1. Field of the Invention
The present invention relates to a CMOS image sensor, and more particularly to a CMOS image sensor that controls a reset voltage to reduce reset noise caused by a reset operation of the CMOS image sensor, fixed pattern noise caused by different characteristics of detection circuits, and image lag caused by the influence of a previous image signal upon the current output signal, thereby achieving a high signal to noise ratio.
2. Description of the Related Art
A CMOS image sensor uses PN-junction photodiodes, which can be formed by a CMOS manufacturing process, to convert the intensity of incident light to an electrical signal. One of the most important requirements of the CMOS image sensor is a high sensitivity to the incident light.
As well known in the art, unlike the CMOS image sensor, a conventional Charge Coupled Device (CCD) image sensor detects an optical signal through charge coupling, instead of transistor switching. A photodiode, which is provided for each pixel, serves to detect light incident on the pixel, does not output an optical detection current immediately after the detection, but instead outputs the detection current after accumulating it for a certain accumulation time, so that the detection signal voltage can be raised proportional to the certain accumulation time, thereby increasing light sensitivity and decreasing noise.
FIG. 1 is a circuit diagram illustrating the configuration of each pixel circuit in a general CMOS image sensor.
A reset operation of the CMOS image sensor is a process in which a reset switch 10 is turned on to remove a photo-induced charge accumulated on a photodiode PD.
After the reset operation, a new photo-induced charge according to incident light is accumulated for a certain time, and then a selection switch 12 is turned on so that a voltage determined based on the accumulated photo-induced charge is read out through an amplifier 11 and the selection switch 12.
Three main types of noise occurring during the operation of the CMOS image sensor are reset noise, image lag noise, and fixed pattern noise.

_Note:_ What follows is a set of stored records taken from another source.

PR #340, opened 2026-07-24
SS-9817: Make buttonFlex configurable

LemToUp:
https://shapediver.atlassian.net/browse/SS-9817

@snabela it will allows to switch button flex direction to vertical for small screens via theme file and do not replace text by icons.


snabela (approved):
Nice! Many thanks @LemToUp !

PR #344, opened 2026-07-29
SS-9721: Add VITE_STATE_PROTECTION .env variable to manage state prot…

LemToUp:
…ection

https://shapediver.atlassian.net/browse/SS-9721?focusedCommentId=80676


snabela (approved):
Many thanks @LemToUp !

PR #345, opened 2026-07-30
SS-9721: Add stateProtection theme property

LemToUp:


MajorMeerkatThe3rd (approved):
@LemToUp great, thank you

PR #347, opened 2026-07-31
SS-9940: Fix redirect=0 if saved state exists

LemToUp:
https://shapediver.atlassian.net/browse/SS-9940


MajorMeerkatThe3rd (approved):
@LemToUp thank you

snabela (commented):
@LemToUp @MajorMeerkatThe3rd this solution does not seem great to me, because it uses a second (unnecessary) call to 

Please see here: https://github.com/shapediver/AppBuilderShared/blob/ef08cb3a65ee4b64e0e4190d7d1b3826dcad5ef3/features/appbuilder/model/useResolveAppBuilderSessions.ts#L166
We already store the saved states that come along with the iframe API call to the saved state store. We should use the data from this store (useShapeDiverStorePlatformSavedStates)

The reset noise is caused when the initial voltage becomes unstable or uncertain due to a photo-induced charge left unstably or uncertainly in the photodiode since the activation of the reset switch has failed to completely remove the photo-induced charge from the photodiode. The image lag is a phenomenon in which a residual image of the previous pixel image is left after a reset operation is completed since part of a photo-induced charge accumulated until the reset operation is started is left after the reset operation is completed. The fixed pattern noise is caused by different detection voltages of the pixels due to different characteristics (typically, different threshold voltages) of amplifier transistors when the photo-induced charge accumulated in each pixel is detected through the amplifier transistor provided in each pixel.
On the other hand, general image capturing and processing devices employ an analog-to-digital converter for converting an analog output voltage of each pixel to a digital value.
FIG. 2 is a circuit diagram showing a general CMOS image sensor that includes an analog-to-digital converter in each column of pixels.
As shown in FIG. 2, the CMOS image sensor includes an array of pixels 8, each of which includes a photodiode and an amplifier, a row controller 2 and a column controller 4. In addition, an analog-to-digital converter 6 is provided for each column of pixels to convert an analog voltage output of a pixel 8 in the column and in a row selected by the row controller 2 to a digital value. An optical detection signal of a pixel 8 in a column selected by the column controller 4 is output after being converted to a digital image signal through an analog-to-digital converter 6 corresponding to the selected column.
When compared to a CMOS image sensor including a single analog-to-digital converter for signal conversion of all pixels, the CMOS image sensor of FIG. 2 configured as described above is advantageous in that the analog-to-digital converter is easy to design and the conversion speed is high.
However, since the columns provide different pixel outputs under the same conditions due to different characteristics of the analog-to-digital converters 6, there is a need to provide a method for compensating for the pixel output difference.
One conventional compensation technique employs Correlated Double Sampling (CDS) that uses a pin diode to reduce the reset noise as well known in the art. However, this technique requires an additional design and manufacturing process for forming the pin diode and also requires a high driving voltage.
Another compensation technique employs a circuit for controlling a reset voltage in a general photodiode-based pixel to reduce the reset noise. An example of this technique is “active reset readout” proposed by Fowler et al (U.S. Pat. No. 6,424,375), which controls a reset voltage through feedback amplification in each pixel to reduce the reset voltage.
B. Pain et al have also proposed a method for attenuating the noise voltage through the feedback operation in a paper “Reset noise suppression in two-dimensional CMOS photodiode pixels through column-based feedback-reset” in 2002 IEEE International Electron Devices Meeting.
The conventional methods described above may be effective in reducing the reset noise and the image lag. That is, since the conventional methods do not perform the compensation after the analog-to-digital conversion, the conventional methods reduce the reset noise or noise factors such as the image lag, but they require a decrease by at least a threshold voltage in the final reset voltage, as compared to the conventional reset voltage, thereby reducing the range of output signals, and also cannot simultaneously suppress the fixed pattern noise that may subsequently occur in the analog-to-digital converter, etc.